(INFORMATION SUPPLIED begins)

PR #4164, opened 2020-06-08
Various docs improvements

ltalirz:


docs/source/intro/get_started.rst
```diff
@@ -4,11 +4,11 @@
...
 ****************
 
-A working AiiDA installation consists of three core components, plus any external codes you wish to run:
+An AiiDA installation consists of three core components (plus any external codes you wish to run):
 
-* aiida-core: The main Python package and the associated command line tool: ``verdi``.
-* |PostgreSQL|: A service which manages the database that AiiDA uses to store generated data.
-* |RabbitMQ|: A service which manages communication with the processes that AiiDA spawns.
+* ``aiida-core``: The main Python package and the associated ``verdi`` command line interface
+* |PostgreSQL|: The service which manages the database that AiiDA uses to store data.
```
sphuber, line 10:
```suggestion
* |PostgreSQL|: The service that manages the database that AiiDA uses to store data.
```

docs/source/intro/get_started.rst
```diff
@@ -4,11 +4,11 @@
...
+* |RabbitMQ|: The service which manages communication with the processes that AiiDA spawns.
```
sphuber, line 11:
```suggestion
* |RabbitMQ|: The message broker that enables communication with an between AiiDA's daemon workers.
```

docs/source/index.rst
```diff
@@ -114,7 +112,10 @@ How to cite
 
 If you use AiiDA for your research, please cite the following work:
 
-.. highlights:: Giovanni Pizzi, Andrea Cepellotti, Riccardo Sabatini, Nicola Marzari,
+.. highlights:: **AiiDA 1.0:** Sebastiaan. P. Huber, Spyros Zoupanos, Martin Uhrin, Leopold Talirz, Leonid Kahle, Rico Häuselmann, Dominik Gresch, Tiziano Müller, Aliaksandr V. Yakutovich, Casper W. Andersen, Francisco F. Ramirez, Carl S. Adorf, Fernando Gargiulo, Snehal Kumbhar, Elsa Passaro, Conrad Johnston, Andrius Merkys, Andrea Cepellotti, Nicolas Mounet, Nicola Marzari, Boris Kozinsky, Giovanni Pizzi, *AiiDA 1.0, a scalable computational infrastructure for automated reproducible workflows and data provenance*, arXiv:2003.12476 (2020);
+    http://www.aiida.net.
```
sphuber, line 116: This does not show up as a hyperlink, but the one in the second reference does. Do you know why?

docs/source/index.rst
```diff
@@ -114,7 +112,10 @@ How to cite
 
 If you use AiiDA for your research, please cite the following work:
 
-.. highlights:: Giovanni Pizzi, Andrea Cepellotti, Riccardo Sabatini, Nicola Marzari,
+.. highlights:: **AiiDA 1.0:** Sebastiaan. P. Huber, Spyros Zoupanos, Martin Uhrin, Leopold Talirz, Leonid Kahle, Rico Häuselmann, Dominik Gresch, Tiziano Müller, Aliaksandr V. Yakutovich, Casper W. Andersen, Francisco F. Ramirez, Carl S. Adorf, Fernando Gargiulo, Snehal Kumbhar, Elsa Passaro, Conrad Johnston, Andrius Merkys, Andrea Cepellotti, Nicolas Mounet, Nicola Marzari, Boris Kozinsky, Giovanni Pizzi, *AiiDA 1.0, a scalable computational infrastructure for automated reproducible workflows and data provenance*, arXiv:2003.12476 (2020);
```
sphuber, line 115: Can we turn the `arXiv` URI into a hyperlink?

docs/source/index.rst
```diff
@@ -133,15 +134,15 @@ This work is supported by:
...
 
 .. image:: images/MaX.png
-   :height: 80px
+   :height: 65px
    :target: `MaX European Centre of Excellence`_
 
 .. image:: images/swissuniversities.png
-   :height: 35px
+   :height: 30px
    :target: `swissuniversities P-5 project "Materials Cloud"`_
```
sphuber, line 146: Do you know of a way to make these vertically centered (preferably equal height) and equally spaced?

docs/source/index.rst
ltalirz: no idea why (I don't know why the other one works).
anyhow, I can put an explicit link

docs/source/index.rst
ltalirz: sure

docs/source/index.rst
ltalirz: You can use
```
.. raw:: html

   <img src="...">
```
but I would like to avoid that if possible

docs/source/intro/get_started.rst
ltalirz: I modified your suggestion a bit, since people at that point may not know what daemon workers are

docs/source/conf.py
```diff
@@ -143,17 +145,29 @@
 
 # The theme to use for HTML and HTML Help pages.  See the documentation for
 # a list of builtin themes.
-# html_theme = 'default'
+html_theme = 'pydata_sphinx_theme'
```
csadorf, line 148: I'm confused, didn't we use that already?

docs/source/conf.py
```diff
@@ -227,10 +222,10 @@
 #html_show_sourcelink = True
 
 # If true, "Created using Sphinx" is shown in the HTML footer. Default is True.
-#html_show_sphinx = True
+html_show_sphinx = False
 
 # If true, "(C) Copyright ..." is shown in the HTML footer. Default is True.
-#html_show_copyright = True
+html_show_copyright = False
```
csadorf, line 228: Why not?

docs/source/intro/get_started.rst
```diff
@@ -4,11 +4,11 @@
 Getting Started
 ****************
 
-A working AiiDA installation consists of three core components, plus any external codes you wish to run:
+An AiiDA installation consists of three core components (plus any external codes you wish to run):
 
-* aiida-core: The main Python package and the associated command line tool: ``verdi``.
-* |PostgreSQL|: A service which manages the database that AiiDA uses to store generated data.
-* |RabbitMQ|: A service which manages communication with the processes that AiiDA spawns.
+* ``aiida-core``: The main Python package and the associated ``verdi`` command line interface
```
csadorf, line 9: Why would we typeset `aiida-core` as code, when it just represents a name in this context like all the other components?

docs/source/intro/get_started.rst
```diff
@@ -4,11 +4,11 @@
...
+* |PostgreSQL|: The service that manages the database that AiiDA uses to store data.
+* |RabbitMQ|: The message broker used by the AiiDA daemon to manage your simulations.
```
csadorf, line 11: We don't just manage "simulations".

sphuber: It is also not correct. I get that we don't want to make it too technical, but we also don't want to give the wrong impression. How about:
> The message broker that enables communication with and between AiiDA's process runners
Concise, correct and understandable, no? Even if "process runner" may not be fully understood, I think the majority of people will also not understand "message broker" but that is not important here I would say

docs/source/conf.py
ltalirz: I've just moved it to the location suggested by the config file layout

docs/source/conf.py
ltalirz: Because we use our own footer (see changes in this PR and discussion in "general" channel)

docs/source/intro/get_started.rst
ltalirz: I think you're right, I'll revert that

docs/source/intro/get_started.rst
ltalirz: > We don't just manage "simulations".

Happy to improve - what would you suggest instead? Workflows?
Please note that "simulations" are actually mentioned twice in the abstract https://arxiv.org/abs/2003.12476

> Even if "process runner" may not be fully understood,

I agree that "process runner" will not be understood, and I therefore don't think we should use the term here, which is the entry point for every new user installing AiiDA.
In my opinion, a new user should not even have to care about the fact that there are different runners, until the point where they need to do performance tuning.
All they need to know here is that rabbitmq is used by the daemon to keep track of what it does.

>  I think the majority of people will also not understand "message broker" but that is not important here I would say

I accepted your suggestion to replace "service" by "message broker" because I felt it was a more descriptive term, and one that is used outside AiiDA as well.
But if we think people will not understand what it means, we should go back to "service".

greschd: "The message broker used for communication within AiiDA"?

sphuber: > In my opinion, a new user should not even have to care about the fact that there are different runners, until the point where they need to do performance tuning.

I agree that they don't need to understand exactly what it does at this point, so a strongly reduced description is fine. Changing "service" with "message broker" was also not the real point, just that the rest of the statement was incorrect...

> All they need to know here is that rabbitmq is used by the daemon to keep track of what it does.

(INFORMATION SUPPLIED ends)

*YOUR GOAL*
Give back every entry exactly, with nothing left out.

*RESULT*
PR #4164, opened 2020-06-08
Various docs improvements

ltalirz:


docs/source/intro/get_started.rst
```diff
@@ -4,11 +4,11 @@
...
 ****************
 
-A working AiiDA installation consists of three core components, plus any external codes you wish to run:
+An AiiDA installation consists of three core components (plus any external codes you wish to run):
 
-* aiida-core: The main Python package and the associated command line tool: ``verdi``.
-* |PostgreSQL|: A service which manages the database that AiiDA uses to store generated data.
-* |RabbitMQ|: A service which manages communication with the processes that AiiDA spawns.
+* ``aiida-core``: The main Python package and the associated ``verdi`` command line interface
+* |PostgreSQL|: The service which manages the database that AiiDA uses to store data.
```
sphuber, line 10:
```suggestion
* |PostgreSQL|: The service that manages the database that AiiDA uses to store data.
```

docs/source/intro/get_started.rst
```diff
@@ -4,11 +4,11 @@
...
+* |RabbitMQ|: The service which manages communication with the processes that AiiDA spawns.
```
sphuber, line 11:
```suggestion
* |RabbitMQ|: The message broker that enables communication with an between AiiDA's daemon workers.
```

docs/source/index.rst
```diff
@@ -114,7 +112,10 @@ How to cite
 
 If you use AiiDA for your research, please cite the following work:
 
-.. highlights:: Giovanni Pizzi, Andrea Cepellotti, Riccardo Sabatini, Nicola Marzari,
+.. highlights:: **AiiDA 1.0:** Sebastiaan. P. Huber, Spyros Zoupanos, Martin Uhrin, Leopold Talirz, Leonid Kahle, Rico Häuselmann, Dominik Gresch, Tiziano Müller, Aliaksandr V. Yakutovich, Casper W. Andersen, Francisco F. Ramirez, Carl S. Adorf, Fernando Gargiulo, Snehal Kumbhar, Elsa Passaro, Conrad Johnston, Andrius Merkys, Andrea Cepellotti, Nicolas Mounet, Nicola Marzari, Boris Kozinsky, Giovanni Pizzi, *AiiDA 1.0, a scalable computational infrastructure for automated reproducible workflows and data provenance*, arXiv:2003.12476 (2020);
+    http://www.aiida.net.
```
sphuber, line 116: This does not show up as a hyperlink, but the one in the second reference does. Do you know why?

docs/source/index.rst
```diff
@@ -114,7 +112,10 @@ How to cite
 
 If you use AiiDA for your research, please cite the following work:
 
-.. highlights:: Giovanni Pizzi, Andrea Cepellotti, Riccardo Sabatini, Nicola Marzari,
+.. highlights:: **AiiDA 1.0:** Sebastiaan. P. Huber, Spyros Zoupanos, Martin Uhrin, Leopold Talirz, Leonid Kahle, Rico Häuselmann, Dominik Gresch, Tiziano Müller, Aliaksandr V. Yakutovich, Casper W. Andersen, Francisco F. Ramirez, Carl S. Adorf, Fernando Gargiulo, Snehal Kumbhar, Elsa Passaro, Conrad Johnston, Andrius Merkys, Andrea Cepellotti, Nicolas Mounet, Nicola Marzari, Boris Kozinsky, Giovanni Pizzi, *AiiDA 1.0, a scalable computational infrastructure for automated reproducible workflows and data provenance*, arXiv:2003.12476 (2020);
```
sphuber, line 115: Can we turn the `arXiv` URI into a hyperlink?

docs/source/index.rst
```diff
@@ -133,15 +134,15 @@ This work is supported by:
...
 
 .. image:: images/MaX.png
-   :height: 80px
+   :height: 65px
    :target: `MaX European Centre of Excellence`_
 
 .. image:: images/swissuniversities.png
-   :height: 35px
+   :height: 30px
    :target: `swissuniversities P-5 project "Materials Cloud"`_
```
sphuber, line 146: Do you know of a way to make these vertically centered (preferably equal height) and equally spaced?

docs/source/index.rst
ltalirz: no idea why (I don't know why the other one works).
anyhow, I can put an explicit link

docs/source/index.rst
ltalirz: sure

docs/source/index.rst
ltalirz: You can use
```
.. raw:: html

   <img src="...">
```
but I would like to avoid that if possible

docs/source/intro/get_started.rst
ltalirz: I modified your suggestion a bit, since people at that point may not know what daemon workers are

docs/source/conf.py
```diff
@@ -143,17 +145,29 @@
 
 # The theme to use for HTML and HTML Help pages.  See the documentation for
 # a list of builtin themes.
-# html_theme = 'default'
+html_theme = 'pydata_sphinx_theme'
```
csadorf, line 148: I'm confused, didn't we use that already?

docs/source/conf.py
```diff
@@ -227,10 +222,10 @@
 #html_show_sourcelink = True
 
 # If true, "Created using Sphinx" is shown in the HTML footer. Default is True.
-#html_show_sphinx = True
+html_show_sphinx = False
 
 # If true, "(C) Copyright ..." is shown in the HTML footer. Default is True.
-#html_show_copyright = True
+html_show_copyright = False
```
csadorf, line 228: Why not?

docs/source/intro/get_started.rst
```diff
@@ -4,11 +4,11 @@
 Getting Started
 ****************
 
-A working AiiDA installation consists of three core components, plus any external codes you wish to run:
+An AiiDA installation consists of three core components (plus any external codes you wish to run):
 
-* aiida-core: The main Python package and the associated command line tool: ``verdi``.
-* |PostgreSQL|: A service which manages the database that AiiDA uses to store generated data.
-* |RabbitMQ|: A service which manages communication with the processes that AiiDA spawns.
+* ``aiida-core``: The main Python package and the associated ``verdi`` command line interface
```
csadorf, line 9: Why would we typeset `aiida-core` as code, when it just represents a name in this context like all the other components?

docs/source/intro/get_started.rst
```diff
@@ -4,11 +4,11 @@
...
+* |PostgreSQL|: The service that manages the database that AiiDA uses to store data.
+* |RabbitMQ|: The message broker used by the AiiDA daemon to manage your simulations.
```
csadorf, line 11: We don't just manage "simulations".

sphuber: It is also not correct. I get that we don't want to make it too technical, but we also don't want to give the wrong impression. How about:
> The message broker that enables communication with and between AiiDA's process runners
Concise, correct and understandable, no? Even if "process runner" may not be fully understood, I think the majority of people will also not understand "message broker" but that is not important here I would say

docs/source/conf.py
ltalirz: I've just moved it to the location suggested by the config file layout

docs/source/conf.py
ltalirz: Because we use our own footer (see changes in this PR and discussion in "general" channel)

docs/source/intro/get_started.rst
ltalirz: I think you're right, I'll revert that

docs/source/intro/get_started.rst
ltalirz: > We don't just manage "simulations".

Happy to improve - what would you suggest instead? Workflows?
Please note that "simulations" are actually mentioned twice in the abstract https://arxiv.org/abs/2003.12476

> Even if "process runner" may not be fully understood,

I agree that "process runner" will not be understood, and I therefore don't think we should use the term here, which is the entry point for every new user installing AiiDA.
In my opinion, a new user should not even have to care about the fact that there are different runners, until the point where they need to do performance tuning.
All they need to know here is that rabbitmq is used by the daemon to keep track of what it does.

>  I think the majority of people will also not understand "message broker" but that is not important here I would say

I accepted your suggestion to replace "service" by "message broker" because I felt it was a more descriptive term, and one that is used outside AiiDA as well.
But if we think people will not understand what it means, we should go back to "service".

greschd: "The message broker used for communication within AiiDA"?

sphuber: > In my opinion, a new user should not even have to care about the fact that there are different runners, until the point where they need to do performance tuning.

I agree that they don't need to understand exactly what it does at this point, so a strongly reduced description is fine. Changing "service" with "message broker" was also not the real point, just that the rest of the statement was incorrect...

> All they need to know here is that rabbitmq is used by the daemon to keep track of what it does.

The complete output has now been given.